第95章 岂不自找麻烦
  王学明蹬著自行车,穿过青砖影壁,拐进了四合院。
  “哟——学明回来啦?大清早就蹽出去钓鱼?有货没?”三大爷阎埠贵正蹲在槐树底下刷牙,一瞅见他肩上扛著钓竿、车后座鼓囊囊地晃著个粗布口袋,立马吐掉牙膏沫子,直起腰来问。
  “喏——满载而归!”王学明拍了拍那鼓鼓囊囊的袋子,声音里透著股爽利劲儿。
  里头三十多斤活蹦乱跳的鯽鲤鰱鱅,鳞片还泛著水光呢。
  “哎哟喂!你这是在哪儿下的鉤?明儿我也捲铺盖去!”阎埠贵眼珠子都快粘上那布袋了。
  他隔三差五也往河边上跑,可回回拎回来的鱼,最多不过半篮子——三四斤顶天了。
  “什剎海,冰窟窿里掏的。”王学明咧嘴一笑,“祝您手气旺,二大爷!”话音未落,人已迈步往中院去了。
  地点?他压根儿不藏。巴不得阎埠贵赶紧去试一试。
  院里人一传十、十传百,自然就晓得——他王学明甩根竹枝都能捞回一车鱼!
  鱼价虽比不上肉,可再糙的鱼,两毛五一斤也稳稳噹噹。三十多斤,轻轻鬆鬆挣十块整。

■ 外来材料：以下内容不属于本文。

PR #454, opened 2022-05-31
Add the dependencies list in the documentation

### LINKED ISSUE #436: Can we get an actual dependency list instead of apt-get command?
I'm trying to build on Arch Linux, but the build is failing for some reason that I can't quite figure out (GCC build errors being notoriously unhelpful and all)

I suspect that I'm just missing a dependency or have a wrong version of something, but I can't tell what's actually needed, since the dependency list isn't truly a dependency list, and is really just an apt-get command to be run under Ubuntu.

There's a lot of Linux distros out there beyond Ubuntu, so it would be really nice if we could get an actual dependency list, maybe with officially supported version numbers for each dependency as well.

ptagl:
This PR adds a new `dependencies` file in the `doc` section, listing the dependencies needed to build Zen on Linux platforms.

It close #436.

### DIFF
--- a/doc/dependencies.md
+++ b/doc/dependencies.md
@@ -15,4 +15,4 @@ These are the dependencies needed to build Zen on Linux.
 | [Automake](https://www.gnu.org/software/automake/) | [1.16.5] |
 | [Libtool](https://www.gnu.org/software/libtool/) | [2.4.6] |
 | [pkg-config](https://www.freedesktop.org/wiki/Software/pkg-config/) | [0.29.2] |
-| [hexdump](https://www.gnu.org/software/coreutils/) | [2.37.2] |
+| [hexdump](https://www.kernel.org/pub/linux/utils/util-linux/) | [2.37.2] |
--- a/doc/dependencies.md
+++ b/doc/dependencies.md
@@ -1,0 +1,18 @@
+# Dependencies
+
+These are the dependencies needed to build Zen on Linux.
+
+| Dependency | Tested version |
+| --- | --- |
+| [Make](https://www.gnu.org/software/make/) | [4.3] |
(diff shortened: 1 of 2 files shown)


doc/dependencies.md
```diff
@@ -0,0 +1,18 @@
...
+| [Curl](https://curl.se/) | [7.81] |
+| [Bzip2](https://sourceware.org/bzip2/) | [1.0.8] |
+| [GCC](https://gcc.gnu.org) | [11.2.0] |
+| [Patch](https://savannah.gnu.org/projects/patch/) | [2.7.6] |
+| [Perl](https://www.perl.org/) | [5.34.0] |
+| [Autoconf](https://www.gnu.org/software/autoconf/) | [2.71] |
+| [Automake](https://www.gnu.org/software/automake/) | [1.16.5] |
+| [Libtool](https://www.gnu.org/software/libtool/) | [2.4.6] |
+| [pkg-config](https://www.freedesktop.org/wiki/Software/pkg-config/) | [0.29.2] |
+| [hexdump](https://www.gnu.org/software/coreutils/) | [2.37.2] |
```
drgora: According to `man hexdump`, "The hexdump command is part of the util-linux package which can be downloaded from Linux Kernel Archive <https://www.kernel.org/pub/linux/utils/util-linux/>"

ptagl: Fixed with commit [53f1131d8608bcdf0d1c9864a07413b136e42417](https://github.com/HorizenOfficial/zen/pull/454/commits/53f1131d8608bcdf0d1c9864a07413b136e42417).

drgora (approved):

a-petrini (approved):

cronicc (approved):

PR #8, opened 2023-07-07
Fix grpc port conflict

PietroPasotti:
promtail tries to use port 9095 for its grpc listen server, but tempo has already snatched it.
This PR sets a different grpc listen port for Tempo.

### DIFF
--- a/src/charm.py
+++ b/src/charm.py
@@ -23,7 +23,7 @@ from tempo import Tempo
 logger = logging.getLogger(__name__)
 
 
-@trace_charm(tempo_endpoint="_tempo_otlp_grpc_endpoint", service_name="TempoCharm")
+@trace_charm(tempo_endpoint="_tempo_otlp_grpc_endpoint")
 class TempoCharm(CharmBase):
     """Charmed Operator for Tempo; a distributed tracing backend."""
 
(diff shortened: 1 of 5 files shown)


lucabello (approved):

dstathis (approved):

src/charm.py
```diff
@@ -23,7 +23,7 @@
 logger = logging.getLogger(__name__)
 
 
-@trace_charm(tempo_endpoint="_tempo_otlp_grpc_endpoint", service_name="TempoCharm")
+@trace_charm(tempo_endpoint="_tempo_otlp_grpc_endpoint")
```
sed-i, line 26: Is there anything other than 'charm'? I.e. should it be shortened to just `@trace(...)`?

PietroPasotti: didn't see this one until now, but yeah, there's `trace_function, trace_type`.
Idea is:


```python
@trace_function
def my_custom_fn()...

@trace_type
class MyObj...

@trace_charm(...)
 class MyCharm...
     def foo(self):
          my_custom_fn()  # we'll open a span corresponding with `my_custom_fn` being called
          obj = MyObj()  # each method call on this type will open a span
          obj.bar()
```

In fact, `trace_charm` is a specialization of `trace_type`.
I thought about having a `@trace` that automagically dispatches to one of the three based on the type (and subclass) of the first argument, but it felt out of scope for now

  一天十块外快,日日如此,能把人眼馋得睡不著觉;就算十天钓一回,攒下的钱也够他把日子过得体面又敞亮。
  阎埠贵盯著那布袋,直到王学明身影消失在垂花门后,才咂摸出味儿来——这少说也有三十五六斤!
  若真拿到轧钢厂食堂卖,十块钱打不住!
  心口一热,他差点儿喘不上气:王学明这一早上挣的,顶他整整十天工资啊!
  “走!这就出发!”他转身衝进屋,抄起钓竿、鱼篓、铁凿子,三下五除二捆上车后座,推车就往外奔。